• dunyanın en klas ismi.bu isme sahip insanlarda pek klas oluyor gercekten.
  • güzelliğini alıp yakınımda tutmak ister gibi bakıyorum fotoğrafa. sahip olmak kudreti insana bahşedilmemiş. eline alsan kucağında sıksan göğsünden içeri bastırsan en fazla canından kanırtmış oluyorsun. bunu öğrenmek ömrümden hatrı sayılır bir bölüme maloldu. lisanımı azalttı, ölüme karşı yüzsüzlüğü ele aldım. varlık utandığın bir hakikat olarak boylu boyunca yanına uzanıyor. ne yüzüne bakabiliyorsun ne sırtını dönebiliyorsun. soğuk, dolgun, en acı bir kar havası gibi kıpırtısız yanında. yapılacak bir şey yok. yadsıyamazsın onu artık.

    aynı nefesi tekrar tekrar içime çekiyor gibiyim. senin melek yüzün mü kalacak bu dünyaya. son doğum gününde ona kağıt ağırlığı almıştım. dün öyle bir farkedişle sarsıldım ki bir on dakika bu düşüncenin içinden sıyrılmaya çabaladım. hediyeyi alırken ömür boyu saklar diye geçirmiştim içimden. atılacak, yerine yenisi alınacak bir şey değil. üstelik kullanmayacaktı da muhtemelen. ama sadece sahip olunarak hazzı alınan bir güzellik olarak eski çalışma masasının küt çekmecesinde kıymetli eşyalarının yanında duracaktı. ölünce ağırlık geride kaldı. bu kadar erken beklemiyorduk. kimsenin bu kadar erken ölmesi beklenmiyor. şaşırıyorsun algılayamıyorsun. ölümün büyük perçemli suratına alışmak zaman alsa da mümkün. fakat rutinin içine sızması, lisanını gündeliğe indirmesi öyle değil. hemen o hikaye geldi aklıma, kitaptaki. "karınca köççüük, dene böyyük." karınca yuvasına götürmek için alır bir koca ekmek tanesini, zorla şerle taşır, zırnık gücü kalmaz geriye. ama evinin kapısından geçiremez bir türlü. mecbur taneyi geride bırakır. yuvasına ıssız girer. "işte insan da beyledir" diyordu pir. dünyayı sırtında taşırsın ama hiç değmez. bütün fazlalıklarını bırakırsın, geçersin kapıdan ıssız.
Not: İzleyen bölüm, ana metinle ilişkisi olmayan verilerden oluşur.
PR #180, opened 2015-02-26
Devel

mikecroucher:
Baby steps towards Python 3 compatibility while retaining Python 2 compatibility. Please use this PR instead of #179 since this also fixes most exceptions for Py3 compatibility and resolves a conflict from upstream.


mikecroucher:
Too many things are broken for this to be merged into the main devel branch

PR #183, opened 2015-03-10
ENH: Adding standard periodic kernel

AlexGrig:
The standard periodic kernel is the one which is mentioned
in the Rasmussen and Williams book about Gaussian Processes.


jameshensman:
HI @AlexGrig , 

This code looks good, thanks for contributing!

There have been a couple of requests for the periodic kernel. I know @alansaul and @asolin have been looking at it. Yesterday, Alan and I were discussing how  this might be done using the stationary kernel, which does lots of the heavy-lifting for you. In particular, it would allow gradients_X, with no extra work required from you, as well as allowing much shorter code for update_gradients_full. 

Perhaps we could amalgamate your code here with the stationary proposals?

Cheers,

James.

AlexGrig:
Hi, James

I am in touch with @asolin regarding this (we are from the same university). I can look at stationary kernel class in more detail to use it for periodic kernel. I think it is possible to do since periodic kernel is a function of r.

Alex.

AlexGrig:
Hi, James

I have looked more closely to the stationary kernel.
I see a problem here of making use of stationary kernel for this standard periodic kernel. Current implementation of stationary kernel is actually isotropic (or homogeneous) kernel, where kernel parameter "r" is a scalar. I looked at formulas and I think that if the stationary kernel were dependent on vector "r" (r= x - x') then it would have been possible to utilize it. In the current situation I do not know how to do it. Maybe you and Alan have something in mind?


Regards,
Alex.

Issue #199, opened 2015-06-03
Kernel Tutorial Needs updating


lawrennd:
This page needs updating to the new style of kernel objects (or removing and an appropriate link to a relevant notebook). 

https://gpy.readthedocs.org/en/latest/tuto_kernel_overview.html?highlight=kernel%20tutorial

mzwiessele:
this is weird, i thought this has been done already? i remember on one hackday we had a distribution of doc updates, i did the model part and someone else said he or she would do the kernel part, does that ring a bell for someone?

lawrennd:
Can you pop up a link to how this material is accessed in case someone is
willing but unable due to not knowing (like I was in a brief window when I
saw this problem).

Neil

mzwiessele:
ne just needs to update the corresponding file in GPy/doc/<something i dont remember>/tuto_kernel_overview.rst

the build is being done automatically on commit, thanks to @asaul!

jameshensman:
We need to ensure these changes get carried over to 0.8 (They should, when devel is merged onto master)

Issue #192, opened 2015-05-01
Tensor Parameter does not work


antonywaldock:
When using the simple example below
kern1 = GPy.kern.RBF(1) + GPy.kern.White(1)
kern2 = GPy.kern.RBF(1)
kernx = kern1.prod(kern2,tensor=True)

but I get the error

TypeError: prod() got an unexpected keyword argument 'tensor'

tensor does not appear to be a valid option. The code used to work in an older version (July 2014)

jameshensman:
Hi @antonywaldock , 

The interface for this has changed between releases. Sorry if it caused you trouble. the correct way to implement this would be

kern1 = GPy.kern.RBF(1, active_dims=[0]) + GPy.kern.White(1)
kern2 = GPy.kern.RBF(1, active_dims=[1])
kernx = kern1 * kern2

(note that the active dimensions of the white kernel are irrelevant)

PR #208, opened 2015-07-19
Tutorial and readme updates

strongh:
This is mostly an attempt at #199. Also some minor tweaks for docstrings and the README.

The only part I'm not sure about is what happened to the tensor param for the `add` and `prod` methods, #192. I've removed mentions of the param from the docstrings and tutorial to reflect the current implementation.


jameshensman:
Awesome, many thanks.

PR #210, opened 2015-08-05
Warped GP mods/additions

beckdaniel:
Additions:
- A method to estimate the mean with Gauss-Hermite quadrature.
- A method to estimate the variance, also with GH.
- A method to calculate quantiles in the warped (observation) space.
- Identity warping function: mainly for tests and sanity checks.
- A test that compares a standard GP with a Warped GP using the Identity warping function (they must give the same results).

Modifications:
- Previously, warpedGPs gave medians as predictions. I changed the default behaviour to output the mean instead. The median can still be obtained by passing "median=True" to predict.
- The way the variance was calculated before was by just passing the inverse warping function to the latent gaussian variance, which I assumed it was wrong. Now it uses the GH method.
- Default behaviour for predictions was to predict in the latent space. I changed that to predict in the warped space as default instead (flag predict_in_warped_space defaults to True).
- Plotting now plots everything in the warped space as default (median + quantiles). Latent space plots can be retrieved by setting "predict_in_warped_space" to False before plotting.

Comments:
- There is also a test (skipped by default) in which I tried to replicate Snelson's et al. original toy 1D dataset (cubic root of a noisy sine function). However, I couldn't replicate the experiment because the Newton-Raphson method in f_inv seems to be diverging in many values inside the grid. The resulting plot gives nonsense values for the median and the quantiles in these places. I currently have no idea how to make NR behave properly in this setting... In the same test there's code to try np.exp(np.sin(X)), which seems to work fine, unlike Snelson's example.


jameshensman:
Hi @beckdaniel , 

This looks great, thanks!

Could you just have a little tidy in the warped_gp model class, please? there are still a few dev-style comments that could be tidied away (like #MEDIAN!)

@nfusi , do you have anything to add?

beckdaniel:
Hi @jameshensman 

Sorry about the delay in replying. Which dev-style comments do you actually mean? The "#MEDIAN!" one, for example, was deleted on commit 20a1e8d (the second to last one).

I am also not sure if this Travis error is due to something I changed in the code. The log seems to be complaining about the lack of cblas.h somewhere.

mzwiessele:
This looks really good, indeed. Can you rebase so we see if the tests pass? We are working*very* hard on having the test coverage up there in order to make sure to have the user run updates without hesitating. Thus, when your tests pass (after re basing to the current devel) we will merge the request happily : )

Thank you for the (very good) effort!

beckdaniel:
I can do it, yes. Any reasons for rebasing instead of merging? (I only ask because I never used rebase before, so I'm more comfortable with merge)

mzwiessele:
No merging is the way to go, sry for the confusion!

beckdaniel:
Done, merged the last devel. Travis CI seems to be still running so I'm not sure if all the tests are passing. Running nosetests gives me one error on "likelihood_tests.py" and one intermitent failure on "rv_transformation_tests.py", which seem unrelated to my changes (but I might be wrong).

mzwiessele:
The tests seem to fail, can you check what the problem is?

mzwiessele:
Oh I looked at it, it looks good! I will try to merge it in, thank yo so much!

    o küt çekmecede -açsan açılmaz, kapatsan aynı- ıssız duran kağıt ağırlığı da kapıya takılıp, geriye düştü öyle işte. bana kaldı. et kaldı can gitti. tabutta gökyüzüne doğru bakan bir çift göz kaldı. ardından gözleri açık gitti diyen mahalleli karıların yolmaktan güç bela geri durduğum tel tel saçları kaldı. cam gibiydi gözleri. ellerimle kapadım.
  • zaman mı geçirecek ne bok olacak bilmiyorum. ilk kez bu kadar yakınımdan birinin ölümünü yaşıyorum, çok ağırmış be arkadaş. hergün haberlerde duyuyoruz, hastanede görüyoruz ya ne yapıyormuş o kadar insanın yakınları. hepsi benim gibiyse nasıl devam ediyor bu hayat. sağda solda neşeli şarkılar çalan, kahkaha atan insanlar kimler? istediğin kadar birileriyle paylaş, değişen pek de birşey olmuyor ama yine de her gördüğüme durmadan onu anlatasım var. kimsenin de canını sıkmak, cevap vermek zorunda bırakmak istemiyorum o yüzden eğer bir yerlere birşeyler yazmazsam çıldıracağım.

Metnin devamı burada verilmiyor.